4. Should white people feel like they belong in Africa?
In thinking about this we need to remember why white people came to Africa in the first place, and why many white people find themselves in Africa today. If you crashed a dinner party and then wouldn’t leave, does the fact that it’s time for dessert and you’re still there mean you now belong? No. Of course, it becomes a lot less clear when we move beyond this analogy and incorporate notions of self-identification, citizenship and familial connections. When a white friend tells me he’s African, do I have the right to tell him that his conception of himself is incorrect? Of course I don’t, but perhaps I have a responsibility to ask him to think deeper and interrogate why it is that he feels entitled to help himself to African identity. Personally, I don’t understand why some white people feel comfortable asserting their claim to Africa, on Africa, when this is clearly contentious and some people find this assertion aggressive — even violent. When you take the legacy of whiteness in Africa into account, how could one not feel uneasy, how could one not feel that it is legitimate for others not to welcome them?
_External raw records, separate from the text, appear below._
PR #331, opened 2025-02-27
Add support for explicit dependencies with `dependsOn` field

rushmash91:
Closes https://github.com/kro-run/kro/issues/110
Implements support for explicit dependencies between resources in a ResourceGraphDefinition using the dependsOn field. 

- Added support for the dependsOn field in the Resource struct
- Modified the dependency graph building logic to process explicit dependencies first
- Added validation to ensure referenced resources exist
- Ensured cycle detection works for both explicit and implicit dependencies
- Added unit tests

### DIFF
--- a/api/v1alpha1/types.go
+++ b/api/v1alpha1/types.go
@@ -94,6 +94,9 @@ type Resource struct {
 	ReadyWhen []string `json:"readyWhen,omitempty"`
 	// +kubebuilder:validation:Optional
 	IncludeWhen []string `json:"includeWhen,omitempty"`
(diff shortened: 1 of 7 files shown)


ikchifo:
Overall, I think this looks really good. The tests you added are exhaustive and cover most use cases.
Adding an example of how to use this feature in the `examples` folder would also be great.

a-hilaly:
Thank you for your efforts on this @rushmash91 ! as discussed offline we won't proceed with this unless if we have a good reason to - where implicit dependencies aren't enough. Happy to continue the conversation in the github issue. Closing for now
/close

PR #349, opened 2025-03-04
Handle structural constraints in AnyOf schemas consistently with OneOf

rushmash91:
## Reason for Change
Previously, the parser only handled structural constraints (Required and Not) for OneOf schemas, but not for AnyOf schemas. This inconsistency could lead to incorrect type inference when parsing resources with AnyOf schemas that contain structural constraints.
## Description of Change
- Modified the schema parser to handle structural constraints in AnyOf schemas the same way as OneOf schemas
- Extracted common logic for handling subschemas into `collectTypesFromSubSchemas` function
- Added comprehensive unit tests to verify the behavior of structural constraint handling in both OneOf and AnyOf schemas


a-hilaly (approved):
Neat, thank you @rushmash91 !

PR #351, opened 2025-03-05
Update README.md to add star history graph

rushmash91:
- add `https://api.star-history.com/svg?repos=kro-run/kro&type=Date` graph


matthchr:
I'm not personally a huge fan of this. Pressuring people to star, or even giving the appearance of doing so, can be a bad look. I expect people to star if they like the project or are interested in it. I'm not sure they need a reminder to do so.

Showing the star history, which looks cool (who doesn't love graphs going up and to the right!), is really highlighting the wrong thing about the project, and I don't think it deserves such prominence in the README. I'd rather see the README laser focused on the user value and technical details. 

If we do that, I think stars and user engagement will go up naturally.

matthchr:
Closing this based on the above and some discussion with others (@a-hilaly, @nicslatts).

We appreciate the interest in the project though! If you're looking for things to contribute there's a bunch of possibilities in the issues list.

5. Can white people be African in a way that isn’t cultural appropriation?
If white people are to adopt a sense of belonging, or the right to belong in Africa, then this needs to be a communal decision based on respect for all. White people cannot assert their Africanness, white people need to earn their Africanness, perhaps even be invited to belong. This is a deeply complicated idea. Who then has the right to extend this invitation and how could it be done? I think the first step is for white people to take a few steps back and reflect on the legitimacy of their claims to Africa. Similarly to Dolezal’s case, self-identification does not seem like it’s enough to be able to be included into a culture, race, ethnicity or identity that is not your own. As long as there is asymmetrical power without cultural exchange, and it is predominantly white people in Africa who are asserting their own Africanness, we have a problem. While white people are cherry-picking which aspects of an African culture they want to adopt for their own convenience or to appease their own guilt by legitimizing their presence, we have a case of cultural appropriation on our hands.
6. “But what am I?”
Maybe, just maybe, you don’t have to be anything. It’s quite terrifying, this idea that you don’t belong. But do you really belong if there are some people who find your presence contentious, violent, harmful, traumatic? A white presence in Africa is still a reminder of an unjust past. White people are the ‘other’ here. I think white people could be a little more conscious of this in the spaces they occupy and navigate. We need to interrogate why there exists this desire to belong, we need to think about who this best serves. When white people call themselves African, this best serves their individual interests and puts them above the collective in a way that is fundamentally inconsistent with understandings of Ubuntu.
At the very least, when people claim to be African, they are claiming a right of belonging to the continent of Africa. And quite frankly, that is a right most white people living in African simply don’t have or deserve.